第23話

「なんでも言え!」



だけどこの、胸を張ってそう言う神は、私にそんな甘えを許してはくれないらしい。



さっき私は確かに自分の希望を言った。いっそこのまま死んだことにしてほしいと。だけどそれをスルーしたのは、この傲慢な神がどうしても私が、運命に抗い幸福にならなければいけないと思っているからだ。
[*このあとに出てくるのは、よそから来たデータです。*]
PR #2586, opened 2017-11-29
Reduction of platform-conditional preprocessor

jnm2:
Finishes what I'm assigned to with https://github.com/orgs/nunit/teams/framework-and-engine-team/discussions/3.

<s>The first four commits should be looked at first and each on its own. Each of those was called out in its own commit because each intentionally affects behavior.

まるで駒遊びのよう。神の作った世界で、私は唯一思い通りにならない。その駒をどれだけ自分の思い通りにできるか、この神は新たなゲームに夢中になっているらしい。




ーーーふざけんなよ。




「じゃあ、魔法が使えるようになりたい。」


「それは無理だ。」




即答かよ。見つめあった目は当たり前だとばかりにふんぞり返っている。アンタの存在自体が魔法みたいなもんなくせに?



「魔法が使いたければ我がやってやろう。お前はただの人間。魔法に適正もなければ耐えうる力もないからな!」


「じゃあ、神を殺す魔法を自分にかけてよ。」


「よかろう。おおっ!あぶなっ。引っ掛かるところだった!」




……ほんとに、この世界の神がこれって、やっぱりこの世界終わってるんじゃない?